Bug 1099274 - Crash reporter fails to submit report for e10s crashed tab (test case)
First off, this isn't very easy to reproduce, but I've done it, on this little Surface thing.

The problem seems to be that we're not getting a dumpID set on the nsIPropertyBag2 subject passed to the TabCrashReporter observer for ipc:content-shutdown.

Now why is that? Who sends that notification?

DXR points to ContentParent.cpp: http://hg.mozilla.org/mozilla-central/file/6ce1b906c690/dom/ipc/ContentParent.cpp#l1779

What I need, really, is a debug build that I can breakpoint on this Surface thing. I've never tried to remotely connect to a debug build on Windows before. I guess there's a first time for everything.

Let me read up and see how I can do that with Visual Studio. jimm said this was possible, and I'd actually be really surprised if it isn't - remote debugging isn't exactly revolutionary.

Gahhhhhh - Visual Studio 2010 Express does not get remote debugging. Rats. :/

I wonder if windbg could be used here instead.

Ok, installing Standalone Debugging Tools for Windows, a la these instructions: http://msdn.microsoft.com/en-us/windows/hardware/hh852365.aspx

Ok, I have a debug build on this Surface, and windbg installed and running.

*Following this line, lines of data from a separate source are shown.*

PR #2973, opened 2021-04-29
BOAC-4053, /api/degree response packages assigned and unassigned courses

johncrossman:
https://jira.ets.berkeley.edu/jira/browse/BOAC-4053

PR includes:
* 'Add Course' menu populated
* simplify the degree-edit-session store a bit
* removed dedicated `/unassigned` endpoint

### DIFF
--- a/src/components/degree/CoursesTable.vue
+++ b/src/components/degree/CoursesTable.vue
@@ -1,9 +1,9 @@
 <template>
   <div>
-    <div v-if="$_.isEmpty(courses)" class="no-data-text">
+    <div v-if="$_.isEmpty(items)" class="no-data-text">
       No courses
     </div>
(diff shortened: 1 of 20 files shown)


src/components/degree/CoursesTable.vue
```diff
@@ -1,9 +1,9 @@
 <template>
   <div>
-    <div v-if="$_.isEmpty(courses)" class="no-data-text">
+    <div v-if="$_.isEmpty(items)" class="no-data-text">
```
johncrossman, line 3: I renamed the 'courses' prop to 'items' because (1) these are course-requirement objects, not courses and (2) degree-edit-session now has a `courses` property which is a collection of assigned and unassigned courses, which will be useful in other components.

lyttam:
Seems sensible!

PR #2979, opened 2021-05-03
BOAC-4061, /course/copy with test coverage

johncrossman:
https://jira.ets.berkeley.edu/jira/browse/BOAC-4061

Elaborate rules verified in test coverage.


pauline2k:
And that’s how you make copies.

PR #2981, opened 2021-05-03
BOAC-3981, 'Future' terms first in EGT cohort filter options

johncrossman:
https://jira.ets.berkeley.edu/jira/browse/BOAC-3981


pauline2k:
If man is still alive…

PR #3000, opened 2021-05-06
BOAC-4148, custom UnitsInput component; API has rangeLower/upper instead of stringified

johncrossman:
https://jira.ets.berkeley.edu/jira/browse/BOAC-4148
https://jira.ets.berkeley.edu/jira/browse/BOAC-4149

Consolidate validation and range handling.


johncrossman:
BOA hits PR 3000

image

lyttam:
Thanks for the fix.

PR #4893, opened 2025-03-21
boac-6042 - Complete Peer Advising Search Implementation with feedback

mohamalnadi:
**Jira:**

https://jira-secure.berkeley.edu/browse/BOAC-6042

### DIFF
--- a/src/components/peer/note/PeerAdvisingNoteDetails.vue
+++ b/src/components/peer/note/PeerAdvisingNoteDetails.vue
@@ -1,58 +1,63 @@
 <template>
   <div>
-    <div>
-      <div v-if="note.subject" :id="`note-${note.id}-subject`">{{ note.subject }}</div>
-      <div :id="`note-${note.id}-body`" v-html="note.body" />
+    <div v-if="!noteDetails">
+      Loading...
     </div>
-    <div :id="`note-${note.id}-is-open`" class="w-100">
-      <div v-if="note.subject && note.body" class="open-note-message-container pt-2">
-        <span :id="`note-${note.id}-message-open`" v-html="note.body" />
+    <div v-if="noteDetails">
+      <div>
+        <div v-if="noteDetails.subject" :id="`note-${noteDetails.id}-subject`">{{ noteDetails.subject }}</div>
+        <div :id="`note-${noteDetails.id}-body`" v-html="noteDetails.body" />
       </div>
-      <div class="mt-1">
-        <div v-if="note.author.name || note.author.email">
-          <span class="sr-only">Note created by </span>
-          <span v-if="note.author.uid && note.author.name">
-            <router-link
-              v-if="currentUser.isAdmin && note.peerAdvisingDepartmentId"
-              :id="`note-${note.id}-link-to-peer-advisor-home`"
-              :to="`/peer_advisor/${note.author.uid}/home`"
-            >
-              {{ note.author.name }}
-            </router-link>
-            <a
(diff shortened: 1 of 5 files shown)


mohamalnadi:
@johncrossman - Thank you for your feedback on my last PR! I closed my last PR as there was some merge conflicts after I made my changes and the commits got all messed up. 

Please see my comments below, thank you!

1. I added` /api/peer_advising/note/<note_id>` to the `peer_advising_notes_controller.py` this function gets peer advising note by ID and ensures that the user is **1. a peer advisor** and **2. has the correct peer advising department id**. I did this because the `get_note` in the `notes_controller.py` has the `@advising_data_access_required` decorator which will not work for a peer advisor
2. I fixed the span/button issue for "Clear Search Results" as you suggested
3. I kept the `noteId` prop for `PeerAdvisingNoteDetails.vue`. When, let's say, 30 search results come back, the `getNoteById` endpoint does NOT get called 30 times. Rather, it is only called when the user clicks on the note to expand it. I had to take this approach as the search endpoint does not return all the details of a note (e.g. does not return attachments and topics as well as other fields). So we display the data from the search result endpoint in the `PeerAdvisorNoteSearchResults.vue` and then once a user clicks on a note, we `getNoteById` and display all of the note's information. 
4. In the situation where `PeerAdvisingNoteDetails.vue` is not used in search (i.e. it is used by `PeerAdvisorPaginatedNotes.vue,` for example), we pass in the `note` as a prop and not the `noteId` and that will not call any endpoint, and `PeerAdvisingNoteDetails.vue` will just display the data that was passed through in the prop.

I hope that makes sense, please let me know if you have any other feedback!

src/components/peer/note/PeerAdvisingNoteDetails.vue
```diff
@@ -1,80 +1,112 @@
...
+            <span v-if="noteDetails.author.uid && noteDetails.author.name">
+              <router-link
+                v-if="currentUser.isAdmin && noteDetails.peerAdvisingDepartmentId"
+                :id="`note-${noteDetails.id}-link-to-peer-advisor-home`"
+                :to="`/peer_advisor/${noteDetails.author.uid}/home`"
+              >
+                {{ noteDetails.author.name }}
+              </router-link>
+              <a
+                v-if="!currentUser.isAdmin || !noteDetails.peerAdvisingDepartmentId"
```
johncrossman, line 27: @mohamalnadi - `noteDetails.peerAdvisingDepartmentId` will always be defined, right? I don't think it'll impact the way things render but perhaps the conditionals are extraneous.

src/components/peer/note/PeerAdvisingNoteDetails.vue
```diff
@@ -1,80 +1,112 @@
...
 })
 
 const currentUser = useContextStore().currentUser
+const noteDetails = ref()
+const noteLoaded = ref(false)
+
+onMounted(() => {
+  if (!props.note) {
+    getNoteById()
+  } else if (props.note) {
```
johncrossman, line 97: @mohamalnadi - I think the line above can just be an `else` without additional check on `props.note`.

johncrossman:
@mohamalnadi - Thank you for taking the time to put this new PR up. It looks good. I made a couple minor suggestions. Do you want to amend this PR or include changes in future PR?

mohamalnadi:
@johncrossman - thank you for reviewing my PR! I can make these changes in my next PR.

PR #4921, opened 2025-03-26
BOAC-6023, PAM reports: lazy-load the historical notes-related stats

johncrossman:
https://jira-secure.berkeley.edu/browse/BOAC-6023

Break off new API endpoint for historical notes report.


johncrossman:
Where is Travis? For the record, a local run of `tox` did pass, all green.

PR #4926, opened 2025-03-26
BOAC-6056, db/migrate SQL script to add all Peer Advising topics

johncrossman:
https://jira-secure.berkeley.edu/browse/BOAC-6056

This thing feels awful. I feel like I'm banging rocks together.

How the hell do I set a breakpoint in this thing?

Ah, Alt-F9 opens up some kind of breakpoint interface… mozilla::dom::ContentParent::ActorDestroy is where I want to set my breakpoint. Let's see if that works.

Huh, so, I can set breakpoints, but I can't hit them. windbg complains about not being able to resolve the symbols. So I guess I need to somehow load the symbols for this build into windbg.

How the hell do I do that?

*sigh*. I couldn't find symbols for the build I got.

Feelin' like this (courtesy of dolske):


Ok, I've found a build, got some symbols, and now I'm hooking up windbg. Fingers crossed I can actually debug my stuff now.

Aaaaand I need the source as well. Damn it.

Downloading… waiting...

Unzipping… time to decompress - 55 minutes. WTF Oh, ok, now 28 minutes. I forgot how Windows measured time.

AH GEEZ, 1 hour 50 minutes now. What the hell.

And now 10 minutes. What a rollercoaster.

GUHHHHHH - finally unzipped, and I still can't hit breakpoints. windbg complains about "Unable to resolve unqualified symbol in Bp expression mozilla::dom::TabParent::TabParent"… maybe I'm doing this wrong. :/

I think I'm going to have to get some more serious hardware here.

OK! I've got a debug environment on this little Surface, and we're breakpointing. Finally.

So it looks like crashReporter->ChildDumpID() is returning the empty string… why is that?

Because we're straight up not creating a minidump! That's the problem here.

Apparently, we're reaching this "we're screwed" stuff?

It looks like the ProcessHandle in PContentParent is getting overwritten with null from ContentParent::KillHard...

Also looks like Toplevel->TakeMinidump is failing because nsExceptionHandler's GetEnabled is returning false (because gExceptionHandler is nullptr… wtf?)

Why is gExceptionHandler nullptr?

OH FOR PETE'S SAKE. The crash reporter is disabled in debug builds - no wonder this doesn't work.

I need to enable it with MOZ_CRASHREPORTER in debug builds.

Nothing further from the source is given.